*TASK REQUIREMENTS*:
Find each line below containing the word "Screenshot" and copy it.

*RECORDS PROVIDED*:
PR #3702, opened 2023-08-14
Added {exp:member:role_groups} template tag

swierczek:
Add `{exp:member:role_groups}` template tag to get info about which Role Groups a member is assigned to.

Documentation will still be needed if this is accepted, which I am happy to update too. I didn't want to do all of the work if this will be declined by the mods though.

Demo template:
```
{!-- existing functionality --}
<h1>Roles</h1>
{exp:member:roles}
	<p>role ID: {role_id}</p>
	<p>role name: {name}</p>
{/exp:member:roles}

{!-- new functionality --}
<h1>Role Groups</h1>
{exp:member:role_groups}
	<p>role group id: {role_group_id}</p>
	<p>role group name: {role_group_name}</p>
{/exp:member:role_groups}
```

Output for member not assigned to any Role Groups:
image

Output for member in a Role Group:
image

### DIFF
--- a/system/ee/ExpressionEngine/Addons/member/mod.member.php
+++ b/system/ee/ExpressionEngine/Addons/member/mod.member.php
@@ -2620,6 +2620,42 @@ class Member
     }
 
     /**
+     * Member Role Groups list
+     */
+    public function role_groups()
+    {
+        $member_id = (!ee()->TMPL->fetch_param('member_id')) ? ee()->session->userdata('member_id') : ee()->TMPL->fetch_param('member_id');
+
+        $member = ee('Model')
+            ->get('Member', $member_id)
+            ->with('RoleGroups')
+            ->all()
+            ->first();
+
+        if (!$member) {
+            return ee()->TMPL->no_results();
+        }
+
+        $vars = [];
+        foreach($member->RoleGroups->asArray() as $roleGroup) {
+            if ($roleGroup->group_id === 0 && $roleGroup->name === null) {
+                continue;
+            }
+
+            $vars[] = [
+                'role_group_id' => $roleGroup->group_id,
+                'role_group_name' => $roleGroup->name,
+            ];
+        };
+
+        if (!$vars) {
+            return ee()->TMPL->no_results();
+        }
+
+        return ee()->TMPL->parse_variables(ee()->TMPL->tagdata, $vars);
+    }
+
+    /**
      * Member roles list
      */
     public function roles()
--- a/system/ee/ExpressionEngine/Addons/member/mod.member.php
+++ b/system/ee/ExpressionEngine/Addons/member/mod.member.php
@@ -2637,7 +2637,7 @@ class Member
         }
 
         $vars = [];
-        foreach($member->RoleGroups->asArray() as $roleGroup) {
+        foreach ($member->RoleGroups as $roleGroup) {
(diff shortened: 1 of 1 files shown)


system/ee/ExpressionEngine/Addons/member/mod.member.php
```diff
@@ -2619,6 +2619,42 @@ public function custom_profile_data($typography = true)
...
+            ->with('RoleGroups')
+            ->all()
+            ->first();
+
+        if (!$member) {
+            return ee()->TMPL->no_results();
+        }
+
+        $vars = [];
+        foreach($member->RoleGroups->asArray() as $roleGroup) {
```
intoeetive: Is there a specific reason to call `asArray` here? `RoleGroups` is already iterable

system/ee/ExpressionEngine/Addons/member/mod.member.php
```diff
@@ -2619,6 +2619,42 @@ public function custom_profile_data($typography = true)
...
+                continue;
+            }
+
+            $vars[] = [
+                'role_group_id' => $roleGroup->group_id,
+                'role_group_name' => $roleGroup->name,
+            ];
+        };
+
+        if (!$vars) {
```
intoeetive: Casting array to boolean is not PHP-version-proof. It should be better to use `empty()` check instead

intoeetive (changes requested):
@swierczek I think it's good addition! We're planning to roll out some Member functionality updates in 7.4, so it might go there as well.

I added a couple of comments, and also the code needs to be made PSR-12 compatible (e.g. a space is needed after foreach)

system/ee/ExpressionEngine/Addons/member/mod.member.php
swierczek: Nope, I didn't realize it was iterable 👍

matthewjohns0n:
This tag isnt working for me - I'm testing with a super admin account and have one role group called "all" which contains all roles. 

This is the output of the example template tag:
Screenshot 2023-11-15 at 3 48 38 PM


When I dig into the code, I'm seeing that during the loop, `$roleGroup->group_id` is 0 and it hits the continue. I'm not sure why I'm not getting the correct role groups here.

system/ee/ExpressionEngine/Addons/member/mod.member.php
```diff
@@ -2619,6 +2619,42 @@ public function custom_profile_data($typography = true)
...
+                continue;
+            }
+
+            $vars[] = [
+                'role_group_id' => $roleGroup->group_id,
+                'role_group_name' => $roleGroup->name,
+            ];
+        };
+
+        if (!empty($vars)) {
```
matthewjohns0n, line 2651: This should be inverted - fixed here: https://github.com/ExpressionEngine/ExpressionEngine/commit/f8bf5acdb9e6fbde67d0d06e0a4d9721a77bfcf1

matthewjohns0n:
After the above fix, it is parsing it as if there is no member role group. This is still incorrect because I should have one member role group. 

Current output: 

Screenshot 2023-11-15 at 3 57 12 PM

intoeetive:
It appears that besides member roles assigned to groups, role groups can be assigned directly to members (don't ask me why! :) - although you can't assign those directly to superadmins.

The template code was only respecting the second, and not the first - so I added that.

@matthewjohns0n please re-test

*FINISHED EXERCISE*:
Screenshot 2023-11-15 at 3 48 38 PM
Screenshot 2023-11-15 at 3 57 12 PM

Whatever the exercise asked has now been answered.